しかし、大方の予想通りスカーレットが殺した兵士を、虫も殺さないようなあのメラニーが殺したなどと記憶してしまうなんて。
これは、一体どういうことでしょう。
何かとてつもなく興味深いことが、私の脳内で起こったとしか思えません。
シェーンの誤謬の現段階での定義は、
シェーンの誤謬:人々の記憶の中で物語が変質していく現象。えてして、物語がより合理化され、つじつまが合っていく傾向にある。
というものでしたね。
では、『風と共に去りぬ』にまつわる私のこの奇妙な記憶違いがもしシェーンの誤謬なのだとすると、それは合理化のための過程であるべきです。

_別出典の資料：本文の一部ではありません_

PR #61071, opened 2025-07-07
reimplement `MapEntry` as a record

ghost:
As stated by its documentation, `MapEntry` has been planned to be changed to a value type. This change achieves that by making it a `Record` `(K, V)`. Backwards compatibility is mostly achieved by preserving the original API through an `extension type` and ensuring it `implements Object`. See https://github.com/dart-lang/sdk/pull/61071#issuecomment-3046299969 for what would not be backwards compatible

`asPair` is added to the API to allow direct usage as a record, it was required anyways since it is the backing field

### DIFF
--- a/sdk/lib/core/map.dart
+++ b/sdk/lib/core/map.dart
@@ -478,13 +478,7 @@ abstract interface class Map<K, V> {
 /// ]);
 /// print(map); // {1: A, 2: B, 3: C, 4: D}
 /// ```
-///
-/// Do not extend or implement the `MapEntry` class.
-/// If the Dart language introduces value types,
-/// the `MapEntry` class will be changed to such a type,
-/// and will likely no longer be able to be implemented or extended
-/// by classes.
-final class MapEntry<K, V> {
+extension type const MapEntry<K, V>.fromPair((K, V) asPair) implements Object {
   /// The key of the entry.
   ///
   /// ```dart
@@ -492,7 +486,7 @@ final class MapEntry<K, V> {
   /// var entry = map.entries.first; // MapEntry<String, String>
   /// print(entry.key); // 'theKey'
   /// ```
-  final K key;
+  K get key => asPair.$1;
 
   /// The value associated to [key] in a map.
   ///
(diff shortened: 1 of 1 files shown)


ghost:
Now the record constructor is accessible and named `fromPair`

ghost:
cc @bwilkerson @keertip

mraleph:
See also discussions on https://github.com/dart-lang/sdk/issues/54965

This is technically a breaking change so it requires breaking change process, and even before that it requires @lrhn to pre-approve the design.

ghost:
@mraleph thanks for linking that and tagging @lrhn. This change uses an `extension type` and includes the original API as a subset of its API* and therefore should not be breaking

\* the `_` constructor is removed but that is internal and was not used anywhere, so I simply omitted it since it was not needed

mraleph:
It is breaking because it changes runtime semantics: the difference between old and new version is observable via `is` / `as` checks as well as through equality and identity of `MapEntry` (original class did not override `==`). 

That being said the breakage is probably very limited - `MapEntry` should only really occur as temporary objects.

ghost:
> It is breaking because it changes runtime semantics: the difference between old and new version is observable via `is` / `as` checks as well as through equality and identity of `MapEntry` (original class did not override `==`).
> 
> That being said the breakage is probably very limited - `MapEntry` should only really occur as temporary objects.

Good points, I did not consider those things. The original class-based `MapEntry` is replaced in this change so any `MapEntry` `is`/`as` behaviour should still be preserved for `MapEntry` but if `(K, V)` or `Record` happens to be checked or casted it would now work differently, as you have said eg
```dart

スカーレットが殺した場合よりも、メラニーが殺した場合のほうが、物語が合理化され、つじつまが合わなければなりません。
しかし、どうでしょう。
これが合理化といえるでしょうか。
つじつまが合っているでしょうか。
むしろ、より不思議な物語に変貌していませんか。
本来、強気で行動的なはずのスカーレットによる殺害のほうが「合理的」であり、「つじつまが合う」というものではないでしょうか。

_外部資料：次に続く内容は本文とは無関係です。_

Issue #60191, opened 2025-02-22
Linux: Changing timezone doesn't update DateTime


AndreaRicchi:
The issue occurs because the `DateTime.now()` method retrieves the current local time based on the system clock when it is called. However, in Linux, when the system timezone is changed while the application is running, the runtime may not immediately reflect the updated timezone. Instead, it continues using the previously cached timezone settings.

The issue was opened in the Flutter project ( https://github.com/flutter/flutter/issues/163460 )  and moved here.

This is the test program:
```dart
import 'package:process_run/process_run.dart';

void main() async {
  String systemDateTime = '';
  var shell = Shell();

  while (true) {
    var results = shell.runSync('date');
    systemDateTime = results.outText.trim();
    print('Current time - `${DateTime.now()}`');
    print('Current timezone - `${DateTime.now().timeZoneName}`');
    print('Current time from shell - `$systemDateTime`');
    await Future.delayed(Duration(seconds: 3));
  }
}
```

This is the output:
```
❯ dart bin/test_clock_dart.dart
Current time - `2025-02-22 20:34:24.384515`
Current timezone - `CET`
Current time from shell - `Sat Feb 22 08:34:24 PM CET 2025`
Current time - `2025-02-22 20:34:27.398776`
Current timezone - `CET`
Current time from shell - `Sat Feb 22 07:34:27 PM GMT 2025`
Current time - `2025-02-22 20:34:30.409463`
Current timezone - `CET`
Current time from shell - `Sat Feb 22 11:34:30 AM PST 2025`
Current time - `2025-02-22 20:34:33.423042`
Current timezone - `CET`
Current time from shell - `Sat Feb 22 03:34:33 PM -04 2025`
Current time - `2025-02-22 20:34:36.435628`
Current timezone - `CET`
Current time from shell - `Sat Feb 22 09:34:36 PM CAT 2025`
Current time - `2025-02-22 20:34:39.449030`
Current timezone - `CET`
Current time from shell - `Sun Feb 23 12:34:39 AM +05 2025`
Current time - `2025-02-22 20:34:42.461992`
Current timezone - `CET`
Current time from shell - `Sun Feb 23 04:19:42 AM +0845 2025`
Current time - `2025-02-22 20:34:45.471931`
Current timezone - `CET`
Current time from shell - `Sun Feb 23 08:34:45 AM NZDT 2025`
```

lrhn:
[...]

Issue #53276, opened 2023-08-18
Timezone reported as UTC even though it is GMT+02:00


andynewman10:
### Steps to reproduce

1. Create a Flutter application on a device running Android 7.1.1. You can use an Android 7.1.1 emulator or, eg., a Sony Xperia Z5 Compact device running Android 7.1.1 (both experience the same issue)
2. Go to the Settings, Date/Time and make sure automatic time is on ; manually set the time zone to something other than GMT (for instance: I use Paris, France, which is GMT+2 in Summer)
3. Add the following code:
```
DateTime dateTime = DateTime.now();
```
4. Run the code and inspect the value of `dateTime`, either by printing it or using the debugger (I use VS code).

### Expected results

In Paris, France, `dateTime.toString()` should be equal to
```
DateTime (2023-08-17 21:23:23.241901)
```
and the time zone should be:
```
timeZoneName: "CEST"
timeZoneOffset: Duration (2:00:...)
```
In other words, the time should be `21:23` in the `CEST` timezone.

### Actual results

`dateTime.toString()` is
```
DateTime (2023-08-17 19:23:23.241901)
```
and the timezone reported is:
```
timeZoneName: "GMT"
timeZoneOffset: Duration (0:00:...)
```
In other words, the time is correct (in its reported timezone: it really is `19:23` in `UTC/GMT` timezone), but the timezone is not correct.

The same program runs fine (no timezone error) on

- an iPhone 8 with iOS 16.6
- a Samsung S5 Mini (SM-G800F) with Android 6.0.1

### Comparison with a native Android implementation

I tested with native (Java) code on a native Android application on my Sony Z5 Compact. I use Android Studio Electric Eel.

1. Create a native Android application in Android Studio, use the "Basic Activity" template
2. Add the following code:

```
                SimpleDateFormat timezoneOffsetFormatter = new SimpleDateFormat("ZZZZZ");
                String timezoneNotation = timezoneOffsetFormatter.format(new Date()); // "+02:00"
                String timezoneLocation = TimeZone.getDefault().getID(); // "Europe/Paris"
                String tzString = timezoneNotation + "," + timezoneLocation;
```
3. Run the application on the same device (Android 7.1.1 emulator or Sony Xperia Z5 Compact with Android 7.1.1).

Look at the `tzString` value. This value is `+02:00,Europe/Paris`.

### Code sample

<details><summary>Code sample</summary>

```dart
DateTime dateTime = DateTime.now();
```
</details>

[...]

PR #61302, opened 2025-08-13
[vm/runtime] Call `tzset()` before `localtime_r()`.

JesseRiemens:
Relevant info in #60191 (And duplicate #61303)

POSIX doesn't guarantee that the timezone is set correctly before calling `localtime_r()`, so we need to call `tzset()` first to ensure that the timezone information is up-to-date.

As the glibc manual states:
> According to POSIX.1-2001, `localtime()` is required to behave as though `tzset(3)` was called, while `localtime_r()` does not
> have this requirement.  For portable code, `tzset(3)` should be called before `localtime_r()`.

---

<details>

</details>

### DIFF
--- a/runtime/vm/os_android.cc
+++ b/runtime/vm/os_android.cc
@@ -102,6 +102,9 @@ intptr_t OS::ProcessId() {
 static bool LocalTime(int64_t seconds_since_epoch, tm* tm_result) {
   time_t seconds = static_cast<time_t>(seconds_since_epoch);
   if (seconds != seconds_since_epoch) return false;
+  // No need to call tzset() before localtime_r() because bionic
+  // will handle timezone changes for us (starting from Android O).
+  // See https://android.googlesource.com/platform/bionic/+/ea87716696bf635706b6f3fa56b8a145add83aff
   struct tm* error_code = localtime_r(&seconds, tm_result);
   return error_code != nullptr;
 }
--- a/runtime/vm/os_linux.cc
+++ b/runtime/vm/os_linux.cc
@@ -418,6 +418,7 @@ intptr_t OS::ProcessId() {
 static bool LocalTime(int64_t seconds_since_epoch, tm* tm_result) {
   time_t seconds = static_cast<time_t>(seconds_since_epoch);
   if (seconds != seconds_since_epoch) return false;
+  tzset();  // Not guaranteed by POSIX to be called by `localtime_r`.
   struct tm* error_code = localtime_r(&seconds, tm_result);
   return error_code != nullptr;
 }


mraleph:
Do you know what is the cost associated with calling `tzset` here? I would imagine it does a bunch of stuff to figure out the system timezone, how much does this add on top of what `localtime_r` costs?

JesseRiemens:
> Do you know what is the cost associated with calling `tzset` here? I would imagine it does a bunch of stuff to figure out the system timezone, how much does this add on top of what `localtime_r` costs?

I made [a quick benchmark](https://github.com/JesseRiemens/dart_timezone_bug_mwe/blob/main/bin/time_benchmark.dart) that does ten runs of 10 million DateTime.now() calls, and the results are below:

The modded version, with the `tzset()` call:
```
~/Applications/dart-sdk-test/dart-modified/sdk/out/ReleaseX64/dart-sdk/bin/dart run ./bin/time_benchmark.dart  
Total time taken for 10000000 iterations: 345942 microseconds
Average time taken: 0.0345942 microseconds
Total time taken for 10000000 iterations: 345456 microseconds
Average time taken: 0.0345456 microseconds
Total time taken for 10000000 iterations: 387595 microseconds
Average time taken: 0.0387595 microseconds
Total time taken for 10000000 iterations: 344673 microseconds
Average time taken: 0.0344673 microseconds
Total time taken for 10000000 iterations: 343620 microseconds
Average time taken: 0.034362 microseconds
Total time taken for 10000000 iterations: 344166 microseconds
Average time taken: 0.0344166 microseconds
Total time taken for 10000000 iterations: 339798 microseconds
Average time taken: 0.0339798 microseconds
Total time taken for 10000000 iterations: 337510 microseconds
Average time taken: 0.033751 microseconds
Total time taken for 10000000 iterations: 337566 microseconds
Average time taken: 0.0337566 microseconds
Total time taken for 10000000 iterations: 340555 microseconds
Average time taken: 0.0340555 microseconds
Total time taken for all iterations: 3466881 microseconds
Average time taken per iteration: 0.03466881 microseconds
```

The non-modified version:
```
~/Applications/dart-sdk-test/dart-without-mod/sdk/out/ReleaseX64/dart-sdk/bin/dart run ./bin/time_benchmark.dart
Total time taken for 10000000 iterations: 344923 microseconds
Average time taken: 0.0344923 microseconds
Total time taken for 10000000 iterations: 350685 microseconds
Average time taken: 0.0350685 microseconds
Total time taken for 10000000 iterations: 355197 microseconds
Average time taken: 0.0355197 microseconds
Total time taken for 10000000 iterations: 338760 microseconds
Average time taken: 0.033876 microseconds
Total time taken for 10000000 iterations: 338500 microseconds
Average time taken: 0.03385 microseconds
Total time taken for 10000000 iterations: 339348 microseconds
Average time taken: 0.0339348 microseconds
Total time taken for 10000000 iterations: 338644 microseconds
Average time taken: 0.0338644 microseconds
Total time taken for 10000000 iterations: 345835 microseconds
Average time taken: 0.0345835 microseconds
Total time taken for 10000000 iterations: 344627 microseconds
Average time taken: 0.0344627 microseconds
Total time taken for 10000000 iterations: 339836 microseconds
Average time taken: 0.0339836 microseconds
Total time taken for all iterations: 3436355 microseconds
Average time taken per iteration: 0.03436355 microseconds
```

That's 0.03466881 with mod vs 0.03436355 without mod; 
That's 0.9% (1.0089) increase. 

If you have any improvement to my benchmark method, please let me know. 
It seems like the difference compared to the rest of the overhead is very small. 

Edit: It actually looks like after repeated testing that the modified build is faster often, and I can't understand why.

mraleph:
I think this looks good to me. Could you apply the same patch to `os_android` (I assume it has the same problem?) and then I can land it.

JesseRiemens:
If I'm correct, this fix was already applied on Android and MacOS but reverted for all three platforms for performance issue reasons on Android:
https://github.com/dart-lang/sdk/issues/53276

I could create that patch no issue, but I don't have a clue how I would be able to performance test it for Android. I do have a Mac mini m1 here, so if it's required, I could do the same test as I did for Linux.

mraleph:
@JesseRiemens thanks for the link. It seems to have been reverted because there were some TSAN failures. Though there is no information on what exactly was failing and I don't see any warnings around multithreading in `tzset` man pages. I will add a TSAN bot to the CL to test. 

Anyway, ignore my comment about Android because apparently they have fixed in Android O - `localtime_r` behaves as if it calls `tzset`, so we don't need to call it explicitly.

mraleph:
Could you maybe add the following to `os_android.cc` before `localtime_r`? So that we don't ask this question next time:

```
// No need to call tzset() before localtime_r() because bionic 
// will handle timezone changes for us (starting from Android O).
// See https://android.googlesource.com/platform/bionic/+/ea87716696bf635706b6f3fa56b8a145add83aff
```

JesseRiemens:
Done! I've added the comment in `os_android.cc`.

Just tested on my M1 mini, it doesn't seem to have this issue.

`os_android.cc` already has the following done:

```c++
void OS::Init() {
  // Calling tzset() is only necessary in Android API version 25 or earlier.
  if (android_get_device_api_level() < 26) {
    // In API version 25, calling tzset() results in a ~0.5% increase in
    // Flutter startup latency. In API version 31, calling tzset() results in
    // a >25% increase in startup latency.
    tzset();
  }
}
```

So we accept the tradeoff that for older Android versions, we only initialize the timezone on startup and don't update it runtime so we don't have a slower `DateTime.now()` call on newer platforms?

mraleph:
Could you apply the following patch on top of your change:

```
diff --git a/build/sanitizers/tsan_suppressions.cc b/build/sanitizers/tsan_suppressions.cc
index 9a3fb8764dd..62634cf9262 100644
--- a/build/sanitizers/tsan_suppressions.cc
+++ b/build/sanitizers/tsan_suppressions.cc
@@ -260,6 +260,10 @@ char kTSanDefaultSuppressions[] =
 // False positive in libc's tzset_internal, http://crbug.com/379738.
 "race:tzset_internal\n"

+// Suppression above does not work if we don't properly symbolize
+// tzset_internal frame. Suppress the closest caller.
+"race:dart::DN_HelperDateTime_timeZoneOffsetInSeconds\n"
+
 // http://crbug.com/380554
 "deadlock:g_type_add_interface_static\n"
```

This should fix TSAN breakage (which is a false positive).

JesseRiemens:
Done!

JesseRiemens:
It seems this doesn't satisfy LUCI, anything else we could try?

mraleph:
I am working on TSAN stuff here: https://dart-review.googlesource.com/c/sdk/+/445941, turns out all this code was just dead. I will ping here once I figure out the best shape of it. Sorry for the trouble :)

mraleph:
I have sent https://dart-review.googlesource.com/c/sdk/+/445941 for review. Once that lands I will ping you here and you should be able to rebase your change (dropping changes to build/sanitizers/tsan_suppressions.cc which I have included into my CL). After that we should be able to land the change. 

I also noticed that presubmit checking is not happy because the code is not formatted. You should run `git cl format` to reformat the code before uploading (this requires `depot_tools` to be in the path).

mraleph:
Thank you for the contribution. The patch has landed!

では、私のこの記憶違いは、シェーンの誤謬とさえ言えない、ことによるとシェーンの誤謬よりもさらに不可思議な現象なのでしょうか。
分かりません。
ただひとつ言えることは、私個人に限って言えばメラニーが殺した場合のほうが「感動」した、ということだけです。
ところが。
数年前、3度目の観賞をする機会を得て、私の記憶違いの原因に関し重大な示唆を与えうる、実に興味深い新たな発見をしました。

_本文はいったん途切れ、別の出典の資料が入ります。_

PR #61466, opened 2025-09-09
`flutter_style_todos`: allow leading space, add and edit tests

ghost:
allow todo comments to begin with or without arbitrary leading spaces from the comment marker. this makes it more independent of general code formatting guidelines used by an end-developer's project eg i use no spaces after `//` which is currently not supported. this also makes it more consistent with other lints such as those for ignore comments eg `//ignore:lint_rule` where no space is recognized by related lints

add related tests

also update TODO for `test_badPatterns` to clarify why one pattern is not linted and what to do next


ghost:
cc @bwilkerson @srawlins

それについてご興味のある方は、ぜひ私の小説『シェーンの誤謬』をお読み下さい。

https://www.amazon.co.jp/dp/B07FYT4Q65/

Amazonの電子書籍として出ています。
1ダウンロード、450円です。
評価、レビューなどもぜひぜひお寄せ下さい!
もちろん読後のご感想・ご意見なども、このタイムラインにどしどし書き込んで下さい。
お待ちしております!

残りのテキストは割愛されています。